Brent Crude oil prices naturally spiked overnight following Israel’s attacks on Iran. The news is still developing, with reports that Iran’s nuclear facilities were targeted, as well as top military commanders. Israel said that the attacks would continue in the coming days at least, while Iran was reportedly moving to declare war on Israel.
The situation marks a substantial escalation from earlier in the year when Israeli strikes on Iran were followed by a missile barrage and then relative calm. The language being used by both sides now implies that the conflict could extend for a period of time that would likely keep Brent Crude oil prices elevated. About 20% of global crude production flows through the Strait of Hormuz, and could be disrupted if a conflict escalates in the region.
How Much is Oil Impacted?
So far, there have been no reports of explosions at Iran’s oil infrastructure, and no restrictions have been placed on oil shipments in the region. Nevertheless, a quick look at shipping in the Persian Gulf sees ships piled up around the Strait of Hormuz without crossing. At least a short-term disruption of shipping seems likely.

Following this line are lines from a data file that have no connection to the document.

PR #42, opened 2025-05-06
Add blinding for pois and nois

davidwalter2:
- Option `--unblind <list of parameters or regexs>` added to combinetf2_fit to unblind POIs and NOIs, which are now blinded by default when fitting the data (via -t 0).
- For each POI and NOI a deterministic seed is chosen based on the string of the name of the signal (in case of NOI) or systematic (in case of NOI). This ensures the same offset is used in different fit configurations.
- The random offset is chosen from a normal distribution of mean 0 and std 5
- The offset is then added on x when computing the event yields, as it was done for combinetf1. 
- In the fit, the offset is subtracted to ensure the same initial values as if the fit would not be blinded.

### DIFF
--- a/bin/combinetf2_fit.py
+++ b/bin/combinetf2_fit.py
@@ -599,7 +599,6 @@ def main():
         fit_time = []
         for ifit in fits:
             ifitter.defaultassign()
-            ifitter.set_blinding_offsets(False)
 
             group = "results"
             if ifit == -1:
--- a/bin/combinetf2_fit.py
+++ b/bin/combinetf2_fit.py
@@ -289,8 +289,10 @@ def make_parser():
     )
     parser.add_argument(
         "--unblind",
-        action="store_true",
-        help="Unblind parameters of interest",
+        type=str,
+        default=[],
+        nargs="*",
+        help="Specify list of parameters or regex (leading by 'r:') to unblind matching parameters of interest. E.g. 'r:.*' to unblind all.",
     )
 
     return parser.parse_args()
@@ -597,7 +599,7 @@ def main():
         fit_time = []
         for ifit in fits:
             ifitter.defaultassign()
-            ifitter.do_blinding = False
+            ifitter.set_blinding(False)
 
             group = "results"
             if ifit == -1:
@@ -626,7 +628,7 @@ def main():
                 save_hists(args, models, ifitter, ws, prefit=True)
             prefit_time.append(time.time())
 
-            ifitter.do_blinding = ifit == 0 and not args.unblind
+            ifitter.set_blinding(ifit == 0, args.unblind)
             fit(args, ifitter, ws, dofit=ifit >= 0)
             fit_time.append(time.time())
 
--- a/bin/combinetf2_fit.py
+++ b/bin/combinetf2_fit.py
@@ -287,6 +287,11 @@ def make_parser():
         type=float,
         help="Assumed prefit uncertainty for unconstrained nuisances",
     )
+    parser.add_argument(
+        "--unblind",
+        action="store_true",
+        help="Unblind parameters of interest",
+    )
 
     return parser.parse_args()
 
@@ -592,6 +597,7 @@ def main():
         fit_time = []
         for ifit in fits:
             ifitter.defaultassign()
+            ifitter.do_blinding = False
 
             group = "results"
             if ifit == -1:
@@ -599,6 +605,7 @@ def main():
                 ifitter.nobs.assign(ifitter.expected_yield())
             if ifit == 0:
                 ifitter.nobs.assign(ifitter.indata.data_obs)
+
             elif ifit >= 1:
                 group += f"_toy{ifit}"
                 ifitter.toyassign(
@@ -619,6 +626,7 @@ def main():
                 save_hists(args, models, ifitter, ws, prefit=True)
             prefit_time.append(time.time())
 
+            ifitter.do_blinding = ifit == 0 and not args.unblind
             fit(args, ifitter, ws, dofit=ifit >= 0)
             fit_time.append(time.time())
 
--- a/bin/combinetf2_fit.py
+++ b/bin/combinetf2_fit.py
@@ -599,7 +599,7 @@ def main():
         fit_time = []
         for ifit in fits:
             ifitter.defaultassign()
-            ifitter.set_blinding(False)
+            ifitter.set_blinding_offsets(False)
 
             group = "results"
             if ifit == -1:
@@ -628,7 +628,7 @@ def main():
                 save_hists(args, models, ifitter, ws, prefit=True)
             prefit_time.append(time.time())
 
-            ifitter.set_blinding(ifit == 0, args.unblind)
+            ifitter.set_blinding_offsets(ifit == 0)
             fit(args, ifitter, ws, dofit=ifit >= 0)
             fit_time.append(time.time())
 
--- a/combinetf2/fitter.py
+++ b/combinetf2/fitter.py
@@ -207,54 +207,81 @@ class Fitter:
 
         self.unblind_parameters = unblind_parameters
 
-    def apply_blinding_offsets(
-        self,
-        x,
-    ):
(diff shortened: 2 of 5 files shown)


bendavid:
This risks accidentally unblinding in two ways
1) If extra diagnostics are printed the user can implicitly see the unblinding offset via the starting values of the fit parameters.  That's why the fit starting values were allowed to be shifted in combinetf1

2) If cards are fed in using the asimov as the observed data (and then running with -t 0) the postfit value of the poi/noi will reveal the offset.  This was the purpose of is_dataobs_int in combinetf1 https://github.com/bendavid/HiggsAnalysis-CombinedLimit/blob/4529e97ef743bcbedea4b592f2ca10d94a040e03/scripts/combinetf.py#L365  (admittedly this is not the nicest way to deal with this, better solutions welcome)

combinetf2/fitter.py
```diff
@@ -179,6 +183,67 @@ def __init__(self, indata, options):
...
+        # random blinding with seed taken based on string of parameter name
+
+        # backup and restore the initial random generator state
+        state = np.random.get_state()
+
+        def deterministic_random_from_string(s):
+            # Hash the string
+            hash = hashlib.sha256(s).hexdigest()
+            # Convert first 8 hex digits (32 bits) to int
+            seed = int(hash[:8], 16)
```
bendavid, line 222: This should use np.random.SeedSequence, which can probably directly consume int(hash, 16).  This less elegant version was used because the older version of numpy used in the combinetf1 environment did not have this functionality.

davidwalter2:
> This risks accidentally unblinding in two ways
> 
> 1. If extra diagnostics are printed the user can implicitly see the unblinding offset via the starting values of the fit parameters.  That's why the fit starting values were allowed to be shifted in combinetf1
> 2. If cards are fed in using the asimov as the observed data (and then running with -t 0) the postfit value of the poi/noi will reveal the offset.  This was the purpose of is_dataobs_int in combinetf1 https://github.com/bendavid/HiggsAnalysis-CombinedLimit/blob/4529e97ef743bcbedea4b592f2ca10d94a040e03/scripts/combinetf.py#L365  (admittedly this is not the nicest way to deal with this, better solutions welcome)

1. OK I remove the starting value manipulation. I'm just a bit worried in case of extreme blinding offsets. For this reason I changed signal strength modifiers being offset as `offset = e^offset - 1` to avoid negative signal strengths.

2. OK I see the point of doing this now. But I still want different seeds for different parameters. Imagine one has 2 POIs and unblinds first one and then the other, and has different setups with just one POI etc. So I'm just changing the seed in case "is_dataobs_int" is True but still different seeds for different parameters.

combinetf2/fitter.py
```diff
@@ -179,6 +183,79 @@ def __init__(self, indata, options):
...
+            x_mult[i] = np.exp(value)
+
+        for i in self.indata.noigroupidxs:
+            param = self.indata.noigroups[i]
+            if param in self.unblind_parameters:
+                continue
+            value = deterministic_random_from_string(param)
+            x_add[i + self.npoi] = value
+
+        x = x * tf.constant(x_mult, dtype=self.indata.dtype)
```
bendavid, line 254: Should this have different treatment for the case where the poi's are squared?  (or perhaps be applied after the corresponding transformation?)

bendavid:
There's actually at least one place where the blinding offset is not applied to theta
https://github.com/WMass/combinetf2/blob/1a70e53d66ddfe41be2c1c89715a37e776656aaf/combinetf2/fitter.py#L1321

Might be better to reorganize the code so that poi's and theta are only computed in one place...

combinetf2/fitter.py
davidwalter2: Blinding is applied now after transformation in dedicated `get_poi()` function

davidwalter2:
> There's actually at least one place where the blinding offset is not applied to theta
> 
> https://github.com/WMass/combinetf2/blob/1a70e53d66ddfe41be2c1c89715a37e776656aaf/combinetf2/fitter.py#L1321
> 
> Might be better to reorganize the code so that poi's and theta are only computed in one place...

But I think we don't want to apply it here, otherwise it will reveal the offset. My understanding is that the offset is only applied when the yields are computed such that self.x converges against `real value - offset`

davidwalter2:
I think with the multiplicative offset for POIs, the relative impacts are the same (not the absolute). While for the additive offsets on NOIs the absolute impacts are the same (not the relative). I think this is a choice we have to make

bendavid:
There's a structural problem here:

The blinding is being computed with numpy/python but being called from within tf functions which means that it only executes once, but in a difficult to understand way.
(Also it is computationally wasteful to re-seed and generate the random numbers for each fit iteration for example)

Probably what makes sense is to precompute any random numbers which are needed and store them as tensors or variables as members of the fitter.  (maybe some clever trick can be used to make it difficult to accidentally print this value)

bendavid:
probably having the member start with double underscore is sufficient...

davidwalter2:
OK, done

combinetf2/fitter.py
```diff
@@ -179,6 +183,91 @@ def __init__(self, indata, options):
             and ((not self.binByBinStat) or self.binByBinStatType == "normal")
         )
 
+    def set_blinding(self, blind=True, unblind_parameter_expressions=[]):
+        self._blind = blind
```
bendavid, line 187: This variable is captured as a constant inside tf.functions but then is allowed to change after the fact, which will not produce the correct behaviour.

davidwalter2:
> > But I think we don't want to apply it here, otherwise it will reveal the offset. My understanding is that the offset is only applied when the yields are computed such that self.x converges against `real value - offset`
> 
> No the offset is still needed here, otherwise the constraint is not being applied to the right value.

Can we not assume there are no constraints on POIs and NOIs?

combinetf2/fitter.py
```diff
@@ -179,6 +183,91 @@ def __init__(self, indata, options):
...
+        # multiply offset to nois
+        offsets = np.zeros(self.indata.nsyst, dtype=np.float64)
+        for i in self.indata.noigroupidxs:
+            param = self.indata.systs[i]
+            if param in unblind_parameters:
+                continue
+            logger.debug(f"Blind parameter {param}")
+            value = deterministic_random_from_string(param)
+            offsets[i] = value
+        self._blinding_offsets_theta = tf.constant(offsets, dtype=self.indata.dtype)
```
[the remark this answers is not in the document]
davidwalter2: OK, blinding 'values' computed once in '__init__' and corresponding 'offsets' defined as tf.Variable now, to switch it on or off

bin/combinetf2_fit.py
```diff
@@ -592,13 +599,15 @@ def main():
         fit_time = []
         for ifit in fits:
             ifitter.defaultassign()
+            ifitter.set_blinding_offsets(False)
```
bendavid, line 602: This might make sense to just fold into defaultassign()

davidwalter2: done

bendavid:
There are some significant changes in the CI, I guess because the fits are run blinded.  Probably not desirable, but should also check that the differences make sense in this context.

bendavid:
Ok, do you want to update the CI to remove the blinding (and/or add an additional test for the blinding?)

bendavid:
There's still a small change in https://cmsmwbot.web.cern.ch/CombineTF2/PRValidation/ReferenceRuns/2025_05_12_f11bce5/pulls_and_global_impacts_sig_data_vs_pseudodata.png vs https://cmsmwbot.web.cern.ch/CombineTF2/PRValidation/PR42/2025_05_12/pulls_and_global_impacts_sig_data_vs_pseudodata.png

does it make sense?

davidwalter2:
Yes, for the pseudodata I only unblind the POI (sig) but not the NOI (signal_slope). Just to test dome different arguments
https://github.com/davidwalter2/combinetf2/blob/250506_blinding/.github/workflows/main.yml#L201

Iraq, which has around 5% of global crude production, is highly reliant on exports through the Strait, as well. Iran is a major supplier to the world’s largest crude importer, China. But the issue for now is whether the conflict escalates beyond trading airstrikes. Iran and Israel, of course, do not share a border, and neither have the naval capabilities to invade each other. As long as Israel doesn’t attack Iran’s oil production facilities, then oil supply could be maintained even if the conflict continues.
Beyond the Current Moment
The issue is whether the conflict will escalate and bring in other actors that would directly affect oil transit. The US said it was not involved in the attack, though it was given advance notice. American embassies in the region were seen planning reducing personnel as early as Wednesday. Iran contends that the US contributed to the attack and will “respond”. The threat of escalation remains, and only time will tell whether it will actually happen.
If the situation remains contained and calms down in the medium term, then broader market dynamics would likely reassert themselves. According to the Bank of America, Saudi Arabia is preparing for a protracted price war to recapture market share from US shale producers. The Kingdom had been voluntarily curtailing production as a way to keep prices elevated and improve its margins. But the recent production increases aligned with OPEC+ agreements suggests that Saudi Arabia has shifted its stance. US share producers need a price of around $65/bbl to break even. Keeping prices below that would put pressure on US producers if sustained for a long time.
Price War Escalate, But Not Prices
The lower prices in crude over the last several months are already having an effect, as US producers are winding down drilling. Active drilling rigs are at the lowest level since the pandemic, which means lower supply on the market.
While the global economy is seen constrained from the tariff war, this drop in production hasn’t been enough to support Brent Crude oil prices. Particularly with the Chinese economy facing challenges. But a resolution of the trade deal could see global demand rising, and the reduced production as result of lower prices might become a factor supporting prices once more.